Material for this exercise:
PR #27, opened 2025-06-02
Out 1803 | Product exclude feature from mapping and invoice

SandipBajracharya:
## Changes

- [X] add "is_excluded" flag in product sync table
- [X] mark excluded column flag to true and do not create/ map item in QB when invoice created. The line items should follow default behavior (i.e. as OneOffItem)

## Testing Criteria

[Loom](https://www.loom.com/share/418d9eb4c4e64d0698b1939c748a64bb)

### DIFF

Task brief: Take each line above that contains "invoice" and copy it out.

Task solution:
Out 1803 | Product exclude feature from mapping and invoice
- [X] mark excluded column flag to true and do not create/ map item in QB when invoice created. The line items should follow default behavior (i.e. as OneOffItem)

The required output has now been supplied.